On Mon, 2010-11-01 at 21:35 +0000, Mr Dash Four wrote:
> > It's completely hidden, for sure. Without login, you cant decided, if
> > there are private objects on the token or not.
> >   
> True, after testing it earlier there is nothing there to see - it is as 
> if the token does not exist (rightly so, I think).
> 
> 
> >> I have to think about what other/better alternatives I have as executing 
> >> "pkcs11-tool -O" and filtering the output seems to me a bit clumsy.
> >>     
> >
> > You could write public readable meta data to the token. I.e. a object
> > where all the IDs of private objects are stored.

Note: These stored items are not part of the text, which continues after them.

PR #244, opened 2022-05-09
fix(components/ag-grid): data manager not persisting column order

johnhwhite:
[AB#2143855](https://dev.azure.com/blackbaud/f565481a-7bc9-4083-95d5-4f953da6d499/_workitems/edit/2143855)


libs/components/data-manager/src/lib/modules/data-manager/data-manager-column-picker/data-manager-column-picker.component.ts
```diff
@@ -76,11 +76,6 @@ export class SkyDataManagerColumnPickerComponent implements OnDestroy, OnInit {
   ) {}
 
   public ngOnInit(): void {
-    this.libResources
```
Blackbaud-SteveBrush, line 79: We should remove the `private libResources: SkyLibResourcesService` argument from the constructor, too? If not, this will cause an error in the `main` branch due to `noUnusedLocals` being set.

Blackbaud-SteveBrush (approved):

But this requires
> > synchronisation on every create/delete operation.
> >   
> Actually, having thought about it again, I think it makes sense that 
> without proper authorisation there shouldn't even be a hint that this 
> object exists. In which case I will have to implement just two modes - 
> 'public' or 'private' - and leave it at that.
> 
> As an aside question: when I create a data token I could specify 
> "--auth-id" (I normally chose "--auth-id=01" if I need that data token 
> to be private), which, to me, implies that I could register more than 
> one "auth-id".

Do you use auth-id with pkcs15-init? If true, then you could specify
more than one. Each auth-id correlates to an authentication object,
which in turn defines a protection domain and has its own PIN. But the
PKCS#11 API maps each protection domain to a different token.

Compare output of "pkcs15-tool -D" and "pkcs11-tool -L".